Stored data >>

PR #9770, opened 2024-10-08
aws - sfn - update untagging test

zkarpinski:
Updated untagging test to include a tag filter and correct the assert


kapilt (approved):
lgtm

PR #9771, opened 2024-10-08
aws - schema from shape

mattheidelbaugh:


c7n/resources/eks.py
```diff
@@ -169,29 +170,23 @@ def process_resource_set(self, client, resource_set, tags):
...
     permissions = ('eks:UpdateClusterConfig',)
+    resource_id_key = 'name'
     shape = 'UpdateClusterConfigRequest'
+    service = 'eks'
 
     def validate(self):
         cfg = dict(self.data)
         cfg['name'] = 'validate'
         cfg.pop('type')
+
```
mattheidelbaugh, line 189:
```suggestion
```

c7n/schema.py
```diff
@@ -26,6 +26,7 @@
 from c7n.provider import clouds
 from c7n.query import sources
 from c7n.resources import load_available
+from c7n.resources.aws import fake_session
```
kapilt, line 29: hmmm.. I'd like to try to limit moving aws specific imports into generic top level package modules, we're aiming to move the core modules out to their own package over time, so generally want to limit import flow the other way (from aws back into core). another place for this would be in the resources/aws.py module

c7n/schema.py
```diff
@@ -578,6 +579,83 @@ def resource_vocabulary(cloud_name=None, qualify_name=True, aliases=True):
...
+        c7n.resources.aws.shape_validate() to dynamically expand
+        element schema using the latest service model shape information.
+
+        Include available properties, their types, and enumerations of
+        possible values where available.  Assumes the use of type_schema().
+
+        Attributes:
+            service (str): The AWS service for the element. (required)
+            shape_name (str): The service model request shape name. (required)
+            attributes_key (str): Some Custodian actions use a top-level
```
kapilt, line 595: I'm not seeing attributes_key usage in the way described, extant usage seems to be a way to spell an annotation key.

c7n/schema.py
```diff
@@ -578,6 +579,83 @@ def resource_vocabulary(cloud_name=None, qualify_name=True, aliases=True):
     return vocabulary
 
 
+class ExpandedSchemaMeta(type):
```
kapilt, line 582: I'm a little wary of a metaclass, it may be appropriate, there are some simpler viable alternatives like a shape_schema function, that takes type_schema metadata and shape. that would allow for much control if there are multiple shapes and placement in the resulting jsonschema. for many shape validations we typically have to do some massaging of the inputs, this the massage is specific to the id parameter. in some cases we're not modeling the full request shape, but an internal shape, and a function approach rather then class metadata maybe able to better model that with more control where it appears in the schema. its worth a discussion at the next community meeting.

kapilt (approved):
yeah.. i think I wanted to be able to do some additional transforms (reference subpath of a shape), but I think this is fine to start.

TASK BRIEF >> Each of the records should be written out again, exactly as it reads.

REPLY TO THE TASK >>
PR #9770, opened 2024-10-08
aws - sfn - update untagging test

zkarpinski:
Updated untagging test to include a tag filter and correct the assert


kapilt (approved):
lgtm

PR #9771, opened 2024-10-08
aws - schema from shape

mattheidelbaugh:


c7n/resources/eks.py
```diff
@@ -169,29 +170,23 @@ def process_resource_set(self, client, resource_set, tags):
...
     permissions = ('eks:UpdateClusterConfig',)
+    resource_id_key = 'name'
     shape = 'UpdateClusterConfigRequest'
+    service = 'eks'
 
     def validate(self):
         cfg = dict(self.data)
         cfg['name'] = 'validate'
         cfg.pop('type')
+
```
mattheidelbaugh, line 189:
```suggestion
```

c7n/schema.py
```diff
@@ -26,6 +26,7 @@
 from c7n.provider import clouds
 from c7n.query import sources
 from c7n.resources import load_available
+from c7n.resources.aws import fake_session
```
kapilt, line 29: hmmm.. I'd like to try to limit moving aws specific imports into generic top level package modules, we're aiming to move the core modules out to their own package over time, so generally want to limit import flow the other way (from aws back into core). another place for this would be in the resources/aws.py module

c7n/schema.py
```diff
@@ -578,6 +579,83 @@ def resource_vocabulary(cloud_name=None, qualify_name=True, aliases=True):
...
+        c7n.resources.aws.shape_validate() to dynamically expand
+        element schema using the latest service model shape information.
+
+        Include available properties, their types, and enumerations of
+        possible values where available.  Assumes the use of type_schema().
+
+        Attributes:
+            service (str): The AWS service for the element. (required)
+            shape_name (str): The service model request shape name. (required)
+            attributes_key (str): Some Custodian actions use a top-level
```
kapilt, line 595: I'm not seeing attributes_key usage in the way described, extant usage seems to be a way to spell an annotation key.

c7n/schema.py
```diff
@@ -578,6 +579,83 @@ def resource_vocabulary(cloud_name=None, qualify_name=True, aliases=True):
     return vocabulary
 
 
+class ExpandedSchemaMeta(type):
```
kapilt, line 582: I'm a little wary of a metaclass, it may be appropriate, there are some simpler viable alternatives like a shape_schema function, that takes type_schema metadata and shape. that would allow for much control if there are multiple shapes and placement in the resulting jsonschema. for many shape validations we typically have to do some massaging of the inputs, this the massage is specific to the id parameter. in some cases we're not modeling the full request shape, but an internal shape, and a function approach rather then class metadata maybe able to better model that with more control where it appears in the schema. its worth a discussion at the next community meeting.

kapilt (approved):
yeah.. i think I wanted to be able to do some additional transforms (reference subpath of a shape), but I think this is fine to start.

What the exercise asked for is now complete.